INSTRUCTIONS FOR THE TASK:
Begin at the line containing "PR #927, opened 2025-05-07" in the data below and go on through the line containing "--- a/lib/bus/iwm/iwm_ll.cpp", repeating each line exactly; include both ends and no other line.

DATA LISTING:
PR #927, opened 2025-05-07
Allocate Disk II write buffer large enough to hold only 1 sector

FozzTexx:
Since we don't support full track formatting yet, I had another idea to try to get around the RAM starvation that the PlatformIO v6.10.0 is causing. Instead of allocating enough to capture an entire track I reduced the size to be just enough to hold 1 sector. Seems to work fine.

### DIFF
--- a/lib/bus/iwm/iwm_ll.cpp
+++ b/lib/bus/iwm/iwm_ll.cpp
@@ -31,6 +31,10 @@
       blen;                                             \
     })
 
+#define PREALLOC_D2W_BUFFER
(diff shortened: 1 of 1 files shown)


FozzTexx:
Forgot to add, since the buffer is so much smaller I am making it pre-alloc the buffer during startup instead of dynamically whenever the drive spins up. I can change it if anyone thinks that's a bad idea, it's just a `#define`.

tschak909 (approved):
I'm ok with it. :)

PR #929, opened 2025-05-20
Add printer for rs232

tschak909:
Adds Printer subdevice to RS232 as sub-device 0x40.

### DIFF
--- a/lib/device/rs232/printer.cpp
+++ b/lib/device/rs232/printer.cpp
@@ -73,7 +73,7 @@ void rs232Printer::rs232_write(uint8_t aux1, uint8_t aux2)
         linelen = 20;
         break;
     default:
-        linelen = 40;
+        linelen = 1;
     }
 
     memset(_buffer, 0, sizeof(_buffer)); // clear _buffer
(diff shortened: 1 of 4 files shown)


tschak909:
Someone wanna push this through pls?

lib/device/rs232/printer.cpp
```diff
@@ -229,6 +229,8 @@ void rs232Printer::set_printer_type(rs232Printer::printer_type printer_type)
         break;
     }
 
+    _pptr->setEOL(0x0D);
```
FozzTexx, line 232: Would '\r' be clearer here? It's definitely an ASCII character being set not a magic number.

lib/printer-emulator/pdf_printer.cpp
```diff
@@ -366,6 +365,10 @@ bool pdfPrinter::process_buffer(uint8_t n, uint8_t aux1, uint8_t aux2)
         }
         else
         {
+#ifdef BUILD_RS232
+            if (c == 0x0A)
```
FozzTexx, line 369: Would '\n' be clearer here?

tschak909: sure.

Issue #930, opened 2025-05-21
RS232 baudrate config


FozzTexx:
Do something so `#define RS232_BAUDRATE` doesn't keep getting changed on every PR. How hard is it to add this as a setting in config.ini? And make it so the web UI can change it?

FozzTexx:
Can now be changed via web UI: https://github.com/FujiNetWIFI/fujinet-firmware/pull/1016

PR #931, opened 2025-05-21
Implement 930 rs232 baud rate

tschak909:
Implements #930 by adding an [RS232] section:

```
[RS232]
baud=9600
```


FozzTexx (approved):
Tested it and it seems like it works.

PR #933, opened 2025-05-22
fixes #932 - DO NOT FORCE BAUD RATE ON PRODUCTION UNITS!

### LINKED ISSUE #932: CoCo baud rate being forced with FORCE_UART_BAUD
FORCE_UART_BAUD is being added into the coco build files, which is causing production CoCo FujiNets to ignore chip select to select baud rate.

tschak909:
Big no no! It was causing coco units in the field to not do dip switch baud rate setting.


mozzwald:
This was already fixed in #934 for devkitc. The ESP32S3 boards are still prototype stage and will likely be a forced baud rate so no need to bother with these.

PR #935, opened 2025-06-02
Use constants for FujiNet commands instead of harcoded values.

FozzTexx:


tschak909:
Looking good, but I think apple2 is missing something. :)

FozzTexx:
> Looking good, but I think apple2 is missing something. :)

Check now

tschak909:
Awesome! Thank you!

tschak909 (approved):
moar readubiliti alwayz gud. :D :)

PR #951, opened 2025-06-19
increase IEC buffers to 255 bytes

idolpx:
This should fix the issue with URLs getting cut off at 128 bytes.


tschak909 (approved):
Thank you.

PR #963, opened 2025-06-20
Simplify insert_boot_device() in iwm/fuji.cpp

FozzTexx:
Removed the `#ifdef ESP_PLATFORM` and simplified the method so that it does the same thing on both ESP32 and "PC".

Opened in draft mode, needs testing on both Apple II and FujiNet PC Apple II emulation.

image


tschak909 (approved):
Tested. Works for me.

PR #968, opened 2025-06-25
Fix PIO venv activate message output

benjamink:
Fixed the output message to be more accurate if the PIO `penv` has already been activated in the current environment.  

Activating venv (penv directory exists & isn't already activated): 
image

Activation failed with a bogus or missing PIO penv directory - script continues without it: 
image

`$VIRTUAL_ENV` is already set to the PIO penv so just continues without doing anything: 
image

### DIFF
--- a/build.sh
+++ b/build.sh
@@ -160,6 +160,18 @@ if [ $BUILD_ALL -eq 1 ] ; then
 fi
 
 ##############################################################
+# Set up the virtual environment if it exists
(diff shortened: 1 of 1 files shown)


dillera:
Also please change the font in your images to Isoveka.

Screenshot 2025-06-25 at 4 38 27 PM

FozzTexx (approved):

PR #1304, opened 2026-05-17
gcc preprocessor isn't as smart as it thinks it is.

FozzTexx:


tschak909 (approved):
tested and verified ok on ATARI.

* * *

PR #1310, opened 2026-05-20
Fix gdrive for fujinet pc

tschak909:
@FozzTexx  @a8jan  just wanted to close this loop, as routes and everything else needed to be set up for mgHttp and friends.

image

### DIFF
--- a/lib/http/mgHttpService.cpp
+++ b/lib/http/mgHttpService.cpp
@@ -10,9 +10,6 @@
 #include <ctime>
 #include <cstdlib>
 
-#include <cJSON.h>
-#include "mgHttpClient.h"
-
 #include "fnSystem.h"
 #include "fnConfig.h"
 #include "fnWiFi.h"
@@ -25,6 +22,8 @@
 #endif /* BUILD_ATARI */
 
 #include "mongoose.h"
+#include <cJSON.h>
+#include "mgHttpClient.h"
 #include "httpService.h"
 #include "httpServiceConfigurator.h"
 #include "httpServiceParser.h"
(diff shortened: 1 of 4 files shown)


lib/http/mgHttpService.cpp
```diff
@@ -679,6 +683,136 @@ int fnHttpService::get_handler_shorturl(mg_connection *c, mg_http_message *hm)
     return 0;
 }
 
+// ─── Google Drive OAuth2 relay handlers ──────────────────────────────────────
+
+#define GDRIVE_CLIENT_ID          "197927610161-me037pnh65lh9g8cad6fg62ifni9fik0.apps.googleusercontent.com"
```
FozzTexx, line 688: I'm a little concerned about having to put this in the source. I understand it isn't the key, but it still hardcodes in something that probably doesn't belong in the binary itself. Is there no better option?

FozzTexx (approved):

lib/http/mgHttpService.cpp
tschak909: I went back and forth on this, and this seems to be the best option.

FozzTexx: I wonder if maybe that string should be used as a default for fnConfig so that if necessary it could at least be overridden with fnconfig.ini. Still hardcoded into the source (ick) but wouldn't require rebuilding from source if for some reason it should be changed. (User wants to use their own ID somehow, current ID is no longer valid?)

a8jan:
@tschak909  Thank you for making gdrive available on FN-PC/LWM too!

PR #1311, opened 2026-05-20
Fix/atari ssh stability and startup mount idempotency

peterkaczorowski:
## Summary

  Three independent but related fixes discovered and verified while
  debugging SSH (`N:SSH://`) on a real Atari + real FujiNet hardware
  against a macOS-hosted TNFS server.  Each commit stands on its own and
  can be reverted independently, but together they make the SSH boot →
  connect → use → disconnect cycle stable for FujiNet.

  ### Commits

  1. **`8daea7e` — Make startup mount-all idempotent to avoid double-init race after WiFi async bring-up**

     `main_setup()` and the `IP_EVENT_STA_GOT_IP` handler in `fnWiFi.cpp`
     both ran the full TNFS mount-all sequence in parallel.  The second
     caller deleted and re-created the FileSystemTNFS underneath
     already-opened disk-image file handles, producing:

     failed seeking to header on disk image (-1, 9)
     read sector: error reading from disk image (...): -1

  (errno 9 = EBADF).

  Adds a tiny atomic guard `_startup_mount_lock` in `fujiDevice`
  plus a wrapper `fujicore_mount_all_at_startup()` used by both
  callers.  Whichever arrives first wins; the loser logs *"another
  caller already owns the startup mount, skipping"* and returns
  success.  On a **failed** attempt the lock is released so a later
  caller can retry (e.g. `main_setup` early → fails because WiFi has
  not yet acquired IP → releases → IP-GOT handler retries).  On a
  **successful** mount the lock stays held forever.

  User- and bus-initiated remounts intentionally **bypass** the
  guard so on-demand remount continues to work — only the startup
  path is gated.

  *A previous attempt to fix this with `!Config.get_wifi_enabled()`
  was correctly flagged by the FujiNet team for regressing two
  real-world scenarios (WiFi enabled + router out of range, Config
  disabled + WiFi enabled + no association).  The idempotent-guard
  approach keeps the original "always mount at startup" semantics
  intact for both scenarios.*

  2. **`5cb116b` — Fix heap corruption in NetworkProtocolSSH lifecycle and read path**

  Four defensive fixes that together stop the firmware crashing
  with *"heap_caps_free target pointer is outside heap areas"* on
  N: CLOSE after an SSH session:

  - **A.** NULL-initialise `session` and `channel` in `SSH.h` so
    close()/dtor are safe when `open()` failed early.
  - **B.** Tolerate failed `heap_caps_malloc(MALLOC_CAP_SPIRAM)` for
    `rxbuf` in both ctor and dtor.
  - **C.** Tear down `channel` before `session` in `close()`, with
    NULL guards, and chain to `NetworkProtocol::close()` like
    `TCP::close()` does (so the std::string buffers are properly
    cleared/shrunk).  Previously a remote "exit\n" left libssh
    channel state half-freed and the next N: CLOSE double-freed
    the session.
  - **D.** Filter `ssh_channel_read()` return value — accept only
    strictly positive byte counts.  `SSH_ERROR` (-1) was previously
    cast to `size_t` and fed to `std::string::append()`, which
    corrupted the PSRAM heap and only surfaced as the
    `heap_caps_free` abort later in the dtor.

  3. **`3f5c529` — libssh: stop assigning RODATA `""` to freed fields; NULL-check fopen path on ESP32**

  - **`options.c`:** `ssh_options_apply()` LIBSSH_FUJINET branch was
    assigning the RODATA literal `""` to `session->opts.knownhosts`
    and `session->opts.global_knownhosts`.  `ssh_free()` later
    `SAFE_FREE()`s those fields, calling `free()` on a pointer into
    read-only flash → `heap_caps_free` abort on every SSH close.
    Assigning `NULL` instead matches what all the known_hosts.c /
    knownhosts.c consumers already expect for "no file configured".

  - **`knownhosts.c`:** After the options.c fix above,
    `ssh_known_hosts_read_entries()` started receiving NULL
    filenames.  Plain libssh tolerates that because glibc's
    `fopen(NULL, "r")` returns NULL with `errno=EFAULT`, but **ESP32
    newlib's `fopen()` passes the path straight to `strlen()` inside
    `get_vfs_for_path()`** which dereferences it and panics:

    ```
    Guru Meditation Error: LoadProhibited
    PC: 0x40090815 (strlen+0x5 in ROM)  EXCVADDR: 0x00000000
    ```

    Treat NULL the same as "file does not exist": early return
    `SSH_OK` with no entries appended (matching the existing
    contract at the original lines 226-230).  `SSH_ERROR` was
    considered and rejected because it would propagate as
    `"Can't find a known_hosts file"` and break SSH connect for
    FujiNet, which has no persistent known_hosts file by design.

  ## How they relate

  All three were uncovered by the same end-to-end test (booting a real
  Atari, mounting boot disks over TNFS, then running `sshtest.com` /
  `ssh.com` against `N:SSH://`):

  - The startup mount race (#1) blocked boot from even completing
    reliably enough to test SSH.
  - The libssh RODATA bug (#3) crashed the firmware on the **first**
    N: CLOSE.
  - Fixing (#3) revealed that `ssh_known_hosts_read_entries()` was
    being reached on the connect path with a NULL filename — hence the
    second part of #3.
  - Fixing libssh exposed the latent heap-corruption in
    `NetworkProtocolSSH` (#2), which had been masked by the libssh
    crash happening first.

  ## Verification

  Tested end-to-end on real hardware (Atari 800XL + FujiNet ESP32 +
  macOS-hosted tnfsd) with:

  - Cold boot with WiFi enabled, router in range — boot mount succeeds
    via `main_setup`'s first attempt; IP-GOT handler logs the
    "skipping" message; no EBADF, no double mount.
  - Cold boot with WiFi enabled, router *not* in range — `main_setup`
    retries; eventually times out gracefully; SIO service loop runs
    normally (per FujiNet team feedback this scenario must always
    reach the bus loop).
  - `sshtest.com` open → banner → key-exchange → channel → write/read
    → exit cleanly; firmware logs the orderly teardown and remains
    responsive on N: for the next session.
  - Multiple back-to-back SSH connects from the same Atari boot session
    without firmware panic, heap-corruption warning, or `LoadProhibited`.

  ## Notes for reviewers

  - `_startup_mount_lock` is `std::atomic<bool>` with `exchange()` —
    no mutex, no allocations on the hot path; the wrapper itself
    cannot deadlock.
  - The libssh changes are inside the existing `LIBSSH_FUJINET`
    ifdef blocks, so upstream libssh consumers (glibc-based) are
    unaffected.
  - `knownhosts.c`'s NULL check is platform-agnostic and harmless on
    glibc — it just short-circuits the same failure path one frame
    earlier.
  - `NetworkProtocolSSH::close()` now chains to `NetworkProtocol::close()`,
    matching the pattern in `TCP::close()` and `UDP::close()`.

TASK SOLUTION:
PR #927, opened 2025-05-07
Allocate Disk II write buffer large enough to hold only 1 sector

FozzTexx:
Since we don't support full track formatting yet, I had another idea to try to get around the RAM starvation that the PlatformIO v6.10.0 is causing. Instead of allocating enough to capture an entire track I reduced the size to be just enough to hold 1 sector. Seems to work fine.

### DIFF
--- a/lib/bus/iwm/iwm_ll.cpp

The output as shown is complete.